9. A double-stranded siRNA molecule comprising an 11-16 base pair double-stranded region, a 5-8 base fully phosphorothioated single-stranded tail, an antisense strand, and a sense strand, wherein the antisense strand comprises an oligonucleotide having a 5' end, a 3' end, and complementarity to a target mRNA molecule, the length of the antisense strand being 16-30 nucleotides, and the length of the sense strand being 15, 16, 17, 18, 19, 20, or 21 nucleotides: (1) The sense chain is complementary to the antisense chain; (2) The nucleotides at the 2 and 14 positions from the 5' end of the oligonucleotide are 2'-fluororibonucleotides; (3) The nucleotides are linked to each other by phosphodiester bonds or phosphorothioate bonds; (4) The nucleotides at positions 1-6 from the 3' end of the oligonucleotide or at positions 1-7 from the 3' end of the oligonucleotide are linked to each other by phosphorothioate bonds; (5) The oligonucleotide comprises a 6-17 phosphorothioate bond; and (6) The oligonucleotide has a chemical structure represented by formula (Ia) in the 5' to 3' direction: X(-K-B-K-A) j (-S-B-S-A) r -OR (Ia) Here, X is 【Chemistry 4】 And; A is independently a 2'-methoxyribonucleotide; Each of B is independently a 2'-fluororibonucleotide; Each K is independently either a phosphodiester bond or a phosphorothioate bond; Each S is a phosphorothioate bond; R is a capping group; j is an integer selected from 4, 5, 6, or 7; and r is an integer selected from 2 and 3. Double-stranded siRNA molecule.
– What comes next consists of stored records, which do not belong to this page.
PR #1088, opened 2026-08-27
5.x - Add design tokens (primitives + semantic)

### LINKED ISSUE #1024: 5.x - Add primitive and semantic tokens
# Motivation

Tokens represent one of the most portable units of transferable branding information. 4.x has never previously had a formal implementation, just informal CSS variable tokens. By providing tokens in 4.x, we can unlock the potential to have these feed into other systems and be used by AI agents.

# Proposed solution

- Retrofit (backfill) implementation of existing, relevant tokens. Excludes component-specific tokens or one off hard-coded values.
- Forward-looking naming structure. Tokens will be named in accordance with how we expect to name things going forward.
- Primitive and semantic token layers included.
- Swap out existing token references.

## Not in scope
- Component tokens.

pyrello:
## Summary

Introduces UIDS's first authoritative global token layer for color, typography, spacing, and layout.

- Defines DTCG 2025.10 token source in `src/tokens/`, organized as primitives and semantic roles.
- Generates CSS custom properties during the build with Style Dictionary.
- Adds semantic color roles, typography styles, and container widths, backed by global color, typography, and spacing primitives.
- Adds token tests and Storybook reference pages.
- Adds release packaging: publishing a GitHub release builds and attaches `uids-<version>.tgz`, which consumers can reference from `package.json`.
- Requires Node 22 or later.

## How to test

1. Install dependencies and build:
```bash
nvm use
yarn install --immutable
yarn build
```
- Confirm that the build completes successfully.
- Confirm that the generated token Sass partial is created at `src/scss/abstracts/_tokens-generated.scss`.
- Confirm that `dist/tokens.css` is generated.
- Confirm that `dist/uids.css` and `dist/uids-core.css` contain the generated custom properties.
- Run the unit tests and confirm they pass:
```bash
yarn test:unit --run
```

2. Start Storybook:

```bash
yarn storybook
```

Review the [Colors tokens page](http://localhost:6006/?path=/story/tokens--colors), [Typography](http://localhost:6006/?path=/story/tokens--typography), [Space and layout](http://localhost:6006/?path=/story/tokens--space-and-layout), and the [web-page showcase](http://localhost:6006/?path=/story/showcase-web-page--web-page). The showcase is particularly useful for checking nested background and foreground combinations.

To verify token watching, temporarily change a token value while Storybook is running and confirm that the affected example updates without restarting Storybook. Revert the temporary change afterward.

3. Confirm the package contains the intended deliverables:

```bash
npm pack --ignore-scripts --dry-run
```

The file list should include `dist/uids.css`, `dist/uids-core.css`, `dist/tokens.css`, a component stylesheet such as `dist/components/button.css`, `src/scss/abstracts/_tokens-generated.scss`, token JSON such as `src/tokens/primitives/colors.json`, and files from `src/assets/`.

4. Optional cleanup

- If you need to run through any of these checks again you can run the following to remove the generated files:
```bash
rm -rf dist src/scss/abstracts/_tokens-generated.scss node_modules/.cache/storybook
```

## Expected rendered changes

`CHANGELOG.md` records every intentional rendered-value change. The main changes are:

| Group | What changes |
| --- | --- |
| Spacing scale | Four Sass variables move to a 4px grid, affecting padding and margin across components |
| Heading sizes | Heading maximums change and `h6` becomes fluid; minimums remain unchanged |
| Serif headings | No longer carry an independent `font-size` at `h2` through `h6` |
| Status colors | All eight status and status-surface colors change; warning no longer matches danger |
| Grays | Three neutral steps move to the Foundations palette values |

## Release behavior

The release workflow requires a GitHub release tag matching `package.json` (for example, `v5.0.0-alpha.0` for package version `5.0.0-alpha.0`). It builds the tagged source and uploads `uids-<version>.tgz` to that release. See the repository README for the release procedure.


bspeare:
There are a few things that would be nice to have in here that are currently in uids_base. 

**Layout & Spacing:** 
- It would be great to have this represented in UIDS so that we can have it in the tokens, UIDS, and Figma for testing out changes the design team would like to make to the layout and spacing system.  
  - Example in (https://github.com/uiowa/uids/pull/1087) http://localhost:6006/?path=/story/foundation-layout--all-layout.         
  - Also, testing equal height components in a layout is also useful: https://github.com/uiowa/uids/blob/figma_tokens_uids/src/scss/layout/_grid.scss#L111

**Tabs, Pager, Breadcrumbs, Page title:**
- We will need to test typography, color and spacing changes and having these in the tokens, UIDS, and Figma would be ideal for building out landing pages (http://localhost:6006/?path=/story/showcase-biochemistry-landing-page--default).  
- Examples in (https://github.com/uiowa/uids/pull/1087) 
  - http://localhost:6006/?path=/docs/components-tabs--docs. 
  - http://localhost:6006/?path=/docs/components-pager--docs
  - http://localhost:6006/?path=/docs/components-page-title--docs 
  - http://localhost:6006/?path=/docs/components-breadcrumbs--docs

pyrello:
**Keep**

| Token | Value | 4.x name |
|---|---|---|
| `gray.100` | `#F3F3F3` | `$light` / `--uids-light` |
| `gray.200` | `#CACACA` | `$gray-light` / `--uids-gray-light` |
| `gray.300` | `#9A9A9A` | `--uids-gray-mid` |
| `gray.400` | `#737373` | `$gray` / `--uids-gray` |
| `gray.500` | `#63666A` | `$brand-cool-gray` / `--uids-gray-cool` |

**Drop**

- `gray.50` `#FAFAFB` (form.scss)
- `gray.115` `#EEEEEE` (tables.scss)
- `gray.150` `#E6E5E5` (brand-bar.scss, menu.scss)
- `gray.155` `#E6E6E6` (duplicates `$lighter-gray`)
- `gray.160` `#E1E1E1` (form.scss)
- `gray.165` `#DDDDDD` (tables.scss)
- `gray.175` `#CCCCCC` (brand-footer.scss, stat.scss)
- `gray.310` `#999999` (brand-footer.scss)
- `gray.350` `#8A8A8A` (form.scss)
- `gray.365` `#7C7C7C` (tables.scss)
- `gray.450` `#666666` (stat.scss)
- `gray.600` `#5D5656` (brand-footer.scss)
- `gray.700` `#484741` (form.scss)
- `gray.750` `#333333` (tables.scss)

**Why:** each is used by a single component, so it belongs in `tokens/components/*.json`, not the primitive tier. All 14 are referenced by nothing today (no semantic token, no authored SCSS), so removing them changes no output.

GaryRidgway:
I wanted to provide some examples of what I was thinking for using HSL or OKLCH instead of HEX for defining colors. I think it makes more sense with semantic or primitive tokens to use these. I think the values that we have been appending can almost directly map to the values in HSL or OKLCH. 

I've tried both OKLCH and HSL out, but I think HSL works enough. OKLCH is a bit more complicated to understand, but gives better chroma. I think the simplicity makes sense here.

HSL is representative of Hue Saturation and Lightness. You can edit any one of these independently.

For our uses, I would take the hue as a human read word, like "gold" and then use numbers to represent the other values. Here is what Iowa gold might look like if we have it in different shades.

Iowa gold:
- HEX: `#ffcd00`
- HSL: `hsl(48.24, 100%, 50%)`

Represented in tokenized form, we could remove the hue and use the word gold:

- `gold.100.50` : `hsl(48.24, 100%, 50%)`
- `gold.80.50` : `hsl(48.24, 80%, 50%)`
- `gold.60.50` : `hsl(48.24, 60%, 50%)`
- `gold.40.50` : `hsl(48.24, 40%, 50%)`

With greys, we could remove the saturation variable, as it is irrelevant:

- `neutral.100` : `hsl(0, 0%, 100%)`
- `neutral.80` : `hsl(0, 0%, 80%)`
- `neutral.60` : `hsl(0, 0%, 60%)`
- `neutral.40` : `hsl(0, 0%, 40%)`
- `neutral.20` : `hsl(0, 0%, 20%)`
- `neutral.0` : `hsl(0, 0%, 0%)`

src/components/showcase/BackgroundContexts.stories.js
```diff
@@ -0,0 +1,103 @@
...
+    </table>
+    <table class="table--gray-borders">
+      <thead><tr><th>Gray borders</th><th>Header</th></tr></thead>
+      <tbody><tr><td>Cell</td><td>Cell</td></tr></tbody>
+    </table>
+  `,
+};
+
+export default {
+  title: 'Showcase/Background contexts',
```
pyrello: The `Background Contexts` naming seems too specific to the usage we created this for. It probably has broader usages.

Also, it looks a little haphazardly produced and not very professional.

src/tokens/semantic/typography.json
```diff
@@ -0,0 +1,107 @@
+{
```
pyrello, line 1: Why is the file named `typography-usage` instead of `typography`?

pyrello:
Follow-up review summary: the primitive/semantic direction is sound, but I am tightening the token contract before approval. The responsive-heading rule should be explicit token metadata rather than a bare generator boolean; token groups should declare and validate their types; and semantic backgrounds should use one design-facing background hierarchy instead of CSS-flavored abbreviations. Component-specific decisions remain deliberately outside this initial global layer.

bspeare:
A few questions/observations:

Style dictionary
- What's scripts/style-dictionary.test.js covering? Note or comment at the top would help me. 
- style-dictionary.config.js could use a couple of comments to help me understand what's going on there at a glance. 
- Maybe just need more info in the Readme about it?

On extensions
- Only extension I see is edu.uiowa.fluid in semantic/typography.json. Is that the only one for now? Worth a line in the readme about how/why we are using that?

On the format docs
- README links the DTCG spec but doesn't say which bits we actually use. Could we get a short section on that? Or an example token file with comments above each one?

Fractal
- Fractal's still in README.md, lines 114 and 123 :) Pre-existing, not from this PR.

bspeare:
Do we need to be concerned about this example? https://github.com/uiowa/uids/blob/tokens_4x_primitives_semantic/README.md?plain=1#L108. I tested it and `--brand-primary` for the button CSS is not in `tokens.css`, do we need to specify that `uids.css` or `uids-core.css` needs to be added for that button example?

GaryRidgway:
I was looking at the representations of the primitive tokens, and I had a few questions:

- What is the reason for two primitives that resolve to black?


- The definition of the tokens in `colors.json` is a bit confusing. SRGB is defined in 0-255, but the `components` array defines values from 0-1. Then, there is a hex code next to that that doesn't get used to generate anything.

When I tried testing changing a color during testing, I changed the hex to try and see that the color went through the build, but it did not. I then investigated and learned that the hex wasn't being used, and now mismatched the components entries. I then found a hex that I wanted to change to, and had to convert that hex to rgb, and then divide each value individually by 255.

That feels quite counterintuitive. I don't feel like we should have two points of definition for a color when the intent of the tokens is to have only one authoritative source, and it feels weird to have to do those calculations for getting to a specific color.

Maybe I am missing some context here though, so that is something I want to be aware of.

pyrello:
> * Then, there is a hex code next to that that doesn't get used to generate anything.

The hex value is included for readability. You may not have been present when I covered this, but the hex value is ~not part of~ only available as a fallback in the DTCG spec. Style Dictionary, the tool we are using to transform the token definitions into CSS variables, uses the sRGB values instead of `hex`.

> What is the reason for two primitives that resolve to black?

Good question and not sure I have a totally satisfying answer. Black would ideally just be defined as part of the neutral ramp (along with white). But it is also a brand color (black and gold), so defining it separate from gold didn't seem right. I'm open to suggestions on the right approach here, but tend to agree it should only be defined once. @bspeare thoughts?

bspeare:
The initial idea on the two black values was that the neutral ramp version could be dialed back in the future for better dark mode readability.  Open to suggestions on best way to proceed.

pyrello:
> The initial idea on the two black values was that the neutral ramp version could be dialed back in the future for better dark mode readability. Open to suggestions on best way to proceed.

The adjustment I made is to let black be part of the ramp for now and gold is just `color.gold`. They get their branding identity at the semantic level with `color.brand.gold` and `color.brand.black`.

pyrello:
> README links the DTCG spec but doesn't say which bits we actually use. Could we get a short section on that? Or an example token file with comments above each one?

We did not include more information in the README about what is used because it is readable in the files themselves and documenting it in the README becomes a drift surface. Can you provide more information about what exactly you are hoping to see? Is there a reason that the token files themselves can't serve as reference here? Or are you just looking for a quick DTCG explainer that doesn't require visiting the DTCG's obtuse docs?

pyrello:
> * The definition of the tokens in `colors.json` is a bit confusing. SRGB is defined in 0-255, but the `components` array defines values from 0-1. Then, there is a hex code next to that that doesn't get used to generate anything.

The specification that we are following does not allow us latitude for deciding how we want to represent our colors: https://www.designtokens.org/tr/2025.10/color/#srgb

CSS can use both the 0-255 and 0-1 scales for sRGB, so either is valid there.

pyrello:
> That feels quite counterintuitive. I don't feel like we should have two points of definition for a color when the intent of the tokens is to have only one authoritative source, and it feels weird to have to do those calculations for getting to a specific color.

I updated my [previous comment](https://github.com/uiowa/uids/pull/1088#issuecomment-5733588981) to reflect the fact that `hex` is part of the DTCG spec, but is only used as a fallback. The sRGB entry is required. So, our options are to leave `hex` in for enhanced readability and deal with the fact that its duplicative or to remove it. I've added a test to ensure that the `hex` and `srgb` values match, so we'll know if they've drifted.

bspeare:
> > README links the DTCG spec but doesn't say which bits we actually use. Could we get a short section on that? Or an example token file with comments above each one?
> 
> We did not include more information in the README about what is used because it is readable in the files themselves and documenting it in the README becomes a drift surface. Can you provide more information about what exactly you are hoping to see? Is there a reason that the token files themselves can't serve as reference here? Or are you just looking for a quick DTCG explainer that doesn't require visiting the DTCG's obtuse docs?

Yup, just a quick DTCG explainer that doesn't require visiting the DTCG's obtuse docs.

GaryRidgway:
> > * The definition of the tokens in `colors.json` is a bit confusing. SRGB is defined in 0-255, but the `components` array defines values from 0-1. Then, there is a hex code next to that that doesn't get used to generate anything.
> 
> The specification that we are following does not allow us latitude for deciding how we want to represent our colors: https://www.designtokens.org/tr/2025.10/color/#srgb
> 
> CSS can use both the 0-255 and 0-1 scales for sRGB, so either is valid there.

I dug into that a bit more too and it makes sense now from the standpoint of how its implemented, so I think that makes more sense now. Thank you for the investment!

GaryRidgway:
> > That feels quite counterintuitive. I don't feel like we should have two points of definition for a color when the intent of the tokens is to have only one authoritative source, and it feels weird to have to do those calculations for getting to a specific color.
> 
> I updated my [previous comment](https://github.com/uiowa/uids/pull/1088#issuecomment-5733588981) to reflect the fact that `hex` is part of the DTCG spec, but is only used as a fallback. The sRGB entry is required. So, our options are to leave `hex` in for enhanced readability and deal with the fact that its duplicative or to remove it. I've added a test to ensure that the `hex` and `srgb` values match, so we'll know if they've drifted.

Ohhhh I like this test, yes, thank you!

GaryRidgway:
> > The initial idea on the two black values was that the neutral ramp version could be dialed back in the future for better dark mode readability. Open to suggestions on best way to proceed.
> 
> The adjustment I made is to let black be part of the ramp for now and gold is just `color.gold`. They get their branding identity at the semantic level with `color.brand.gold` and `color.brand.black`.

I think thats fine and fits well into the intent of the semantic tokens. If we need to lower the brightness for darkmode too, we can always adjust what the semantic tokens point at?

pyrello:
> > > The initial idea on the two black values was that the neutral ramp version could be dialed back in the future for better dark mode readability. Open to suggestions on best way to proceed.
> > 
> > 
> > The adjustment I made is to let black be part of the ramp for now and gold is just `color.gold`. They get their branding identity at the semantic level with `color.brand.gold` and `color.brand.black`.
> 
> I think thats fine and fits well into the intent of the semantic tokens. If we need to lower the brightness for darkmode too, we can always adjust what the semantic tokens point at?

Yes, my understanding is that definitions for dark mode would exist at the semantic layer.

GaryRidgway:
Finally got back around to checking this out again, and it looks good to go!

GaryRidgway (approved):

10. X 【Transformation 5】 The double-stranded siRNA molecule according to claim 9, wherein j is 7 and r is 3.
11. The double-stranded siRNA molecule according to claim 9, wherein the antisense strand has a length of 19, 20, 21, 22, or 23 nucleotides.
12. The double-stranded siRNA molecule according to claim 9, wherein the sense strand has a length of 16, 17, 18, 19, 20, or 21 nucleotides.